Directions — Among the entries below, only the lines starting at the one with "thombergs: Ah, I" and ending at the one with "KAbakumovAtl: I don't", both included, are to be printed exactly.

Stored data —
▼

PR #568, opened 2021-08-02
ARC-419 Update logs and metrics FAILED syncStatus

rachellerathbone:
Only made some minor modifications to what we are already sending as I don't think there is a whole lot more we can add. This is mostly going to be a waiting game - we need traffic and people hitting errors that result in a FAILED status so we can start to think about how to automate resolving those issues.

The main change I made was to pass the error message in as a tag to statsd so we can have a chart 2 charts for the FAILED sync status - 1 that displays the total number of failed syncs and 1 that groups the error by error message. However, I don't think this is the end solution. We currently don't know what the error messages are and some/all may be long and not ideal for labels on a chart or could contain information we don't want to display in a UI. 

I thought this could be an intermediary step where we can use the new chart to easily collect data on the different error messages and their frequency. Once we have collected enough data, we could map each error to an error code and message that's defined by us and clearly and succinctly describes the problem.

Interested to hear everyone's thoughts. I'll create a ticket to follow-up with anything we think needs to be done after we have collected enough data (in addition to mapping errors we may want to add alerts via Sentry?). Also, feel free to point out if you think there is anywhere that metrics/logs can be added that I've missed.


src/sync/installation.ts
```diff
@@ -372,12 +387,14 @@ export const processInstallation =
...
 				await subscription.update({ syncStatus: "FAILED" });
 
-				statsd.increment(metricSyncStatus.failed);
 				logger.warn(err, `Sync failed: installationId=${installationId}`);
 
 				job.sentry.setExtra("Installation FAILED", JSON.stringify(err, null, 2));
 				job.sentry.captureException(err);
 
+				const tags = { errorMsg: JSON.stringify(err, null, 2) };
+				statsd.increment(metricSyncStatus.failed, tags);
```
KAbakumovAtl, line 396: So the problem with this approach is that we are risking to explode the metric cardinality. 

We don't know the shape of `err` at this point and it can simply include things like "Installation ID" which will change from customer to customer. We potentially have here a set of unbounded tag variations which we should avoid.

If we want to have a cause in metrics, we should map the error to some kind of Enum, where we strictly control possible variations. And then use this enum as a tag value. (Or, In Java we could use an exception class name hence we don't have many possible classes of errors, but never an exception message)

KAbakumovAtl (changes requested):

src/frontend/get-jira-configuration.ts
```diff
@@ -4,10 +4,25 @@ import { Subscription } from "../models";
...
 
+const sendFailedStatusMetrics = (installationId: string): void => {
+	const syncError = "No updates in the last 15 minutes"
+	logger.warn(syncError, `Sync failed: installationId=${installationId}`);
+
+	Sentry.setExtra("Installation FAILED", syncError);
+	Sentry.captureException(syncError);
+
+	const tags = { errorMsg: syncError };
+	statsd.increment(metricSyncStatus.failed, tags);
```
thombergs, line 23: Just a bit of trivia on metrics: we're not supposed to create metrics with tags that can have a large number of different values (like an error message). The reason is that SignalFX creates a time series for each of the values in that tag. However, given that this is error case doesn't happen too often (hopefully), I think this use case is totally fine, because it won't generate much data.

src/sync/installation.ts
rachellerathbone: So, until we have enough insight into what the errors are and can map them accordingly, would you recommend just sending logs to splunk and capturing the error with sentry? I can make a follow-up issue in Jira to map errors and add an errorMsg chart after we've collected enough data.

thombergs: Ah, I just commented on that in a separate comment :).

I think it's fine to explode cardinality here, because this error (hopefully) doesn't happen that often. 

I agree that ideally, we would map the errors to an enum, but that's only possible if we know the arrors, as @rachellerathbone pointed out in the description of this PR. 

We could maybe just cut the error message off after 100 characters or so, for now? Then see where we land with the metrics, and then at some point classify them properly and change the metric again.

KAbakumovAtl: I don't think cutting the message is an option hence even in 100 characters there is N^100 variations of the string. (We never know what will be there and identifiers can be in this first 100 characters)

I've send a link explaining the cardinality issue to Slack

KAbakumovAtl: So I think the purpose of SFX metrics is a bit different. They can indicate that we have a failures spike. We use it to detect anomalies or watch trends. If we see in SFX that something is not right, we go to Splunk and query the exact errors. Bucketing should be enough. If we see too many errors in "Other" bucket we go to Splunk an then investigating if we should make a new bucket, fix error, etc.

rachellerathbone: Just removed the tags. We can use splunk/sentry for error messages.

KAbakumovAtl (approved):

▲

Problem solution —
thombergs: Ah, I just commented on that in a separate comment :).

I think it's fine to explode cardinality here, because this error (hopefully) doesn't happen that often. 

I agree that ideally, we would map the errors to an enum, but that's only possible if we know the arrors, as @rachellerathbone pointed out in the description of this PR. 

We could maybe just cut the error message off after 100 characters or so, for now? Then see where we land with the metrics, and then at some point classify them properly and change the metric again.

KAbakumovAtl: I don't think cutting the message is an option hence even in 100 characters there is N^100 variations of the string. (We never know what will be there and identifiers can be in this first 100 characters)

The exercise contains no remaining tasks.